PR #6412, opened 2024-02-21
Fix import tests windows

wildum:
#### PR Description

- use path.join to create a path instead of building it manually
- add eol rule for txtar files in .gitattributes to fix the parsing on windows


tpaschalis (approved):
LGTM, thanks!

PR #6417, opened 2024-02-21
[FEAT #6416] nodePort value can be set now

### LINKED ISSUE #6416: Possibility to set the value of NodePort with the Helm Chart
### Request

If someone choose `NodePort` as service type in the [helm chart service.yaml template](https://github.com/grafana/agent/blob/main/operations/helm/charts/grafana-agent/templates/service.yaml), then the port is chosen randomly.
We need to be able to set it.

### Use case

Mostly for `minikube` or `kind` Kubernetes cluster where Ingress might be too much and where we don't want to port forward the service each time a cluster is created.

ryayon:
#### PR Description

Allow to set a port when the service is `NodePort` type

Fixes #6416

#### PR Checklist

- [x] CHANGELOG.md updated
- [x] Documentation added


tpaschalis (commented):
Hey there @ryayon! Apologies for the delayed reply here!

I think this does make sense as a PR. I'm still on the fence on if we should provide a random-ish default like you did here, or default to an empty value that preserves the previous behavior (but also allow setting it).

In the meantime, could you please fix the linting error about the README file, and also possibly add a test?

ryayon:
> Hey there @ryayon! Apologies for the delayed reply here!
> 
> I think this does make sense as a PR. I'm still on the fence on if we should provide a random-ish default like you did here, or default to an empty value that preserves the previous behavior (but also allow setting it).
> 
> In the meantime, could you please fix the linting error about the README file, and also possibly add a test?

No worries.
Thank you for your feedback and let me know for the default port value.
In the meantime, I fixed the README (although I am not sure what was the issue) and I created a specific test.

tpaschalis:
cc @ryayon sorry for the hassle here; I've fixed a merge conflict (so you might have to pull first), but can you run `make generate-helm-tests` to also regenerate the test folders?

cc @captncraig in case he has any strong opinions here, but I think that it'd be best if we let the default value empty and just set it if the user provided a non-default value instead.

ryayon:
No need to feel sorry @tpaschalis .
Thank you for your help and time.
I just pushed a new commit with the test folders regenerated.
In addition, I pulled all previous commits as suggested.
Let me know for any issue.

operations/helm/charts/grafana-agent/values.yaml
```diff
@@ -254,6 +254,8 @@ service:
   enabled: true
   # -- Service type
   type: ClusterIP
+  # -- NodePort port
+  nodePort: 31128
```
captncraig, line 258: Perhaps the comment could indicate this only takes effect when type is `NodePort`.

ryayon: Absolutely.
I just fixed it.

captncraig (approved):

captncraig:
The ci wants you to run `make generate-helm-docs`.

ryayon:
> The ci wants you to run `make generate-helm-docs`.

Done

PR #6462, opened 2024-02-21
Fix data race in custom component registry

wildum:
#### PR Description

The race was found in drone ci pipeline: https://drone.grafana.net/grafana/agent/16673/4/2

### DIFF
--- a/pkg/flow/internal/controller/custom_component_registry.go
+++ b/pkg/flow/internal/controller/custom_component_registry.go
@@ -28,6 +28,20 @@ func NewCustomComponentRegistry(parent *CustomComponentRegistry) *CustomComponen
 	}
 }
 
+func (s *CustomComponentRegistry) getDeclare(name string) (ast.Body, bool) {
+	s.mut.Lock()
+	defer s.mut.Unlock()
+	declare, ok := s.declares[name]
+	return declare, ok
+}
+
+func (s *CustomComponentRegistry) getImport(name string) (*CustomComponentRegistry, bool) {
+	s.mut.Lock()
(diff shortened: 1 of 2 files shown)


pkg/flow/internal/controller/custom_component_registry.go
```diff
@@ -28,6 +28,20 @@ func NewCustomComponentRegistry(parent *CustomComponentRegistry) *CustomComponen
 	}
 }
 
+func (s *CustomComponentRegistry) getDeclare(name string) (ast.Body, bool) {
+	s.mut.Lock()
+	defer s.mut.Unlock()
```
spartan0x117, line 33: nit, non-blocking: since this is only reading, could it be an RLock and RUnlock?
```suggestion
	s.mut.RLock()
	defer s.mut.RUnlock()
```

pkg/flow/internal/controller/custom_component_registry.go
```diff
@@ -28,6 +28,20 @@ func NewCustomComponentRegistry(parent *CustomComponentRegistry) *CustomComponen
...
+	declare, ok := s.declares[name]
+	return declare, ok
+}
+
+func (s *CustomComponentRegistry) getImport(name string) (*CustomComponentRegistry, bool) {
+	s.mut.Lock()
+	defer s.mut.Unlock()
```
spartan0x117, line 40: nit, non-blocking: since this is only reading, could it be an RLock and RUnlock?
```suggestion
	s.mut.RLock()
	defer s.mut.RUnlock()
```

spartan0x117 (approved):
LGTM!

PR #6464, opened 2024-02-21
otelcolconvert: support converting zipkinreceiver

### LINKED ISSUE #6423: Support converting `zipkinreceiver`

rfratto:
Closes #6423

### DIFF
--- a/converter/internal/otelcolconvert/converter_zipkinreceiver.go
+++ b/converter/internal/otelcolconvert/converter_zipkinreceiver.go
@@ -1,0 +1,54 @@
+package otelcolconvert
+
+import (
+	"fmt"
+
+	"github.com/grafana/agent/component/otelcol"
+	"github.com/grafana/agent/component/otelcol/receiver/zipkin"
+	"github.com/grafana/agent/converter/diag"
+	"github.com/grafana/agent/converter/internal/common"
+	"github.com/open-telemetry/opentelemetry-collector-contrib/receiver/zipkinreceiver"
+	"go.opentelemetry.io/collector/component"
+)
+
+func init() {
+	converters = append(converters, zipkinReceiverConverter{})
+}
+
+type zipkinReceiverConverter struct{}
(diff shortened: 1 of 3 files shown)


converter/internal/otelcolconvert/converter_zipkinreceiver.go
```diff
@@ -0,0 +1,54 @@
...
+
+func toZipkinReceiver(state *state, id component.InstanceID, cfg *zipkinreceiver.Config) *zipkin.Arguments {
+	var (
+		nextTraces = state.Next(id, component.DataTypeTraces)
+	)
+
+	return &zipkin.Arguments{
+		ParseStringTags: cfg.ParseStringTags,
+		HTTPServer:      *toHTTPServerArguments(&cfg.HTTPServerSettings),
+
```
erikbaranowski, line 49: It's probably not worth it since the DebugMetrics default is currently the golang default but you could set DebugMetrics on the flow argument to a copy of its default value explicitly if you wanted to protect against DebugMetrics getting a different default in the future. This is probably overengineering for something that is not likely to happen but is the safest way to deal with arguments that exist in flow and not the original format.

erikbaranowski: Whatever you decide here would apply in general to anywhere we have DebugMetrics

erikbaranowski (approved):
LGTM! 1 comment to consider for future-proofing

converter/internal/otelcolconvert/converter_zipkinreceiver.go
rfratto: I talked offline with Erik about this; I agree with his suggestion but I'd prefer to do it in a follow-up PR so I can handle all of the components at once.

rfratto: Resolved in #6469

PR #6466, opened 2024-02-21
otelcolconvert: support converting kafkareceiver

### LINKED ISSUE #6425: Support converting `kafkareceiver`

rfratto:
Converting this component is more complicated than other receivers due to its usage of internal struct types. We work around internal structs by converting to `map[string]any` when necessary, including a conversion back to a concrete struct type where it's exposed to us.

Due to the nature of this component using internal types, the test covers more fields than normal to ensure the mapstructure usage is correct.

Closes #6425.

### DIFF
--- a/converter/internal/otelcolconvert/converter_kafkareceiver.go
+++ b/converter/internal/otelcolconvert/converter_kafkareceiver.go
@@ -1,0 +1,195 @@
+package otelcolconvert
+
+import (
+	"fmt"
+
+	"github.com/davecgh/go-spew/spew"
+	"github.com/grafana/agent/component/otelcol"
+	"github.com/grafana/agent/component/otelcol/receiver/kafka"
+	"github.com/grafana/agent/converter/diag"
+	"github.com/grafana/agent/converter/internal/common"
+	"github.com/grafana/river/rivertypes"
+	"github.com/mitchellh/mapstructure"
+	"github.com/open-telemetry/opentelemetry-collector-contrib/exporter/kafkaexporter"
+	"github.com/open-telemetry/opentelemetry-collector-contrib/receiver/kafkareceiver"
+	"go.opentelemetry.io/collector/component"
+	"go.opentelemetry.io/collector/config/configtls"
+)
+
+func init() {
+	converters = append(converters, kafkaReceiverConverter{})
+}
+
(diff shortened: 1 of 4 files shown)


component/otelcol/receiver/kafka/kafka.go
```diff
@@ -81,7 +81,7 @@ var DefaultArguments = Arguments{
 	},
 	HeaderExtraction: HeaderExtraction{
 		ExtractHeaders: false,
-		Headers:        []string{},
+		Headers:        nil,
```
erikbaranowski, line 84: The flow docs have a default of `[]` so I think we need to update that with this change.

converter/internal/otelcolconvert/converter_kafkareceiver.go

_ _ _

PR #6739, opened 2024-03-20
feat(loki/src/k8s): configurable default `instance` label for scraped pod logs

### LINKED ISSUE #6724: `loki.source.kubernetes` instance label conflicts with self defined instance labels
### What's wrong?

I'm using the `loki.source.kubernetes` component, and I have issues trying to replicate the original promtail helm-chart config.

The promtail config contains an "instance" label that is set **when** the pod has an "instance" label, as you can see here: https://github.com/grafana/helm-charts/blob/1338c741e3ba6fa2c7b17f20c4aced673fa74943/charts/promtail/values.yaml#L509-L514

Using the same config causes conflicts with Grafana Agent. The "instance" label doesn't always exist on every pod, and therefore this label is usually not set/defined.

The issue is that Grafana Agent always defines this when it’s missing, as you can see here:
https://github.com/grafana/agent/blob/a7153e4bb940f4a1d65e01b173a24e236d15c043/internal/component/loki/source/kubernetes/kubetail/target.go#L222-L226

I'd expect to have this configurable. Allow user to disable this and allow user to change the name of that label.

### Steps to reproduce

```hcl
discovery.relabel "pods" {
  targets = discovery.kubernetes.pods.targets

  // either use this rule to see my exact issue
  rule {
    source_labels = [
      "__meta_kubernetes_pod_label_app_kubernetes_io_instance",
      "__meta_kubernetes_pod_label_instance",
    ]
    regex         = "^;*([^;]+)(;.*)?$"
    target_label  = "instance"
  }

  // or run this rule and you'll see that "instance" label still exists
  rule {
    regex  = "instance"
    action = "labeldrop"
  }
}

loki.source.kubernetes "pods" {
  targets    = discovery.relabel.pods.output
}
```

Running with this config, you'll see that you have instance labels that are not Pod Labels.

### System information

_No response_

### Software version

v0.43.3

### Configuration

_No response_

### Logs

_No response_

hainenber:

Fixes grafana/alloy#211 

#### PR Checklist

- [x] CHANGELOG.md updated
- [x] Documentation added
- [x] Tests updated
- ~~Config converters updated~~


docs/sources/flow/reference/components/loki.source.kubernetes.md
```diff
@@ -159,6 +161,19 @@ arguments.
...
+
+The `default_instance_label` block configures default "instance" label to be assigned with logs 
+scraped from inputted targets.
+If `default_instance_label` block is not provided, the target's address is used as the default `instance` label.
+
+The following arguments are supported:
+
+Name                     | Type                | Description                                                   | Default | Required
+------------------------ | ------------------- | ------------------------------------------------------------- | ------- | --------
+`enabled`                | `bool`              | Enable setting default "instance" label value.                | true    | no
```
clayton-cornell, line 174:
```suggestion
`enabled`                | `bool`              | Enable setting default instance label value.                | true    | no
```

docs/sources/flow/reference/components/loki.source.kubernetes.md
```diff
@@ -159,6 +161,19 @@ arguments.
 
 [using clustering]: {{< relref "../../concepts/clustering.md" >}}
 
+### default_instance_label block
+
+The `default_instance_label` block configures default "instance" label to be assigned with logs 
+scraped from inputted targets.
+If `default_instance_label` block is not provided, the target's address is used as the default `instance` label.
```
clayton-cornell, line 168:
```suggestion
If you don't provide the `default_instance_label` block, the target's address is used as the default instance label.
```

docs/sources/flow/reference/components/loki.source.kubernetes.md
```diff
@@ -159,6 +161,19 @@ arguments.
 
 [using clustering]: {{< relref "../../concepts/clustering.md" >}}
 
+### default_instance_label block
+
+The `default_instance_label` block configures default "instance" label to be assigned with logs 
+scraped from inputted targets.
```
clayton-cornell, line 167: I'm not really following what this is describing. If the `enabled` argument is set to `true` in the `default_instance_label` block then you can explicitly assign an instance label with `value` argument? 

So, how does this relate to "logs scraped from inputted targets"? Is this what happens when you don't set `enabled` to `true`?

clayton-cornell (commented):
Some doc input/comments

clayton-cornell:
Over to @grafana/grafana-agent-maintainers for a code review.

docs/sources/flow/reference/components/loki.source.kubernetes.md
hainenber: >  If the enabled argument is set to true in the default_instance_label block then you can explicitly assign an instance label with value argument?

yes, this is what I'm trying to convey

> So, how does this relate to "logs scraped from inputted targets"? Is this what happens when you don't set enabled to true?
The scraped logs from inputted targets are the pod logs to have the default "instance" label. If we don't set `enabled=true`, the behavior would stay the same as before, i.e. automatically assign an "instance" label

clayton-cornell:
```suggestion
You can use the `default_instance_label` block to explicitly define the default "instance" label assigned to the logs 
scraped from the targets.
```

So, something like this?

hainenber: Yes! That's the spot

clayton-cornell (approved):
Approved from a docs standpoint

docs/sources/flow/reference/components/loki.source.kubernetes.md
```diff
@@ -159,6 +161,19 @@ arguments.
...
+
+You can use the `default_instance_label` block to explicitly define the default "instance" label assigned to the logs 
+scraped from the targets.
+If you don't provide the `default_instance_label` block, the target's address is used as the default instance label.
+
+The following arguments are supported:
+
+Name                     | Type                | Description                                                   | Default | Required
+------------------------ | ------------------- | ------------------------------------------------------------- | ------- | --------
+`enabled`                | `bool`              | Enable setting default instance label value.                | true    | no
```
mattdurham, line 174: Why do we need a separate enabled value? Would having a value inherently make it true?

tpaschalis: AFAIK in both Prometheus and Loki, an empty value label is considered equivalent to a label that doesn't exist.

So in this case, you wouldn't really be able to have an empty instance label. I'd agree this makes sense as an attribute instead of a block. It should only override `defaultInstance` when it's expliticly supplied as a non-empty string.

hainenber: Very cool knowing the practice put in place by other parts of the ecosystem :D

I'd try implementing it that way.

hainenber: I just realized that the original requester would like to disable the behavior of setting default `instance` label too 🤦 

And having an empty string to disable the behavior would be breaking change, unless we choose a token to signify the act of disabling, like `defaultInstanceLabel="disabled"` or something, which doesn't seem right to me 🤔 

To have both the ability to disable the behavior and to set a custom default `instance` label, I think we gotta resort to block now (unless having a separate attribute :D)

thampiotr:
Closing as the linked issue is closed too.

_ _ _

_YOUR OBJECTIVE_
Above are the records; repeat exactly the lines from the one holding "PR #6412, opened 2024-02-21" down to the one holding "[FEAT #6416] nodePort value can be set now", end lines included.

_EXPECTED ANSWER_
PR #6412, opened 2024-02-21
Fix import tests windows

wildum:
#### PR Description

- use path.join to create a path instead of building it manually
- add eol rule for txtar files in .gitattributes to fix the parsing on windows


tpaschalis (approved):
LGTM, thanks!

PR #6417, opened 2024-02-21
[FEAT #6416] nodePort value can be set now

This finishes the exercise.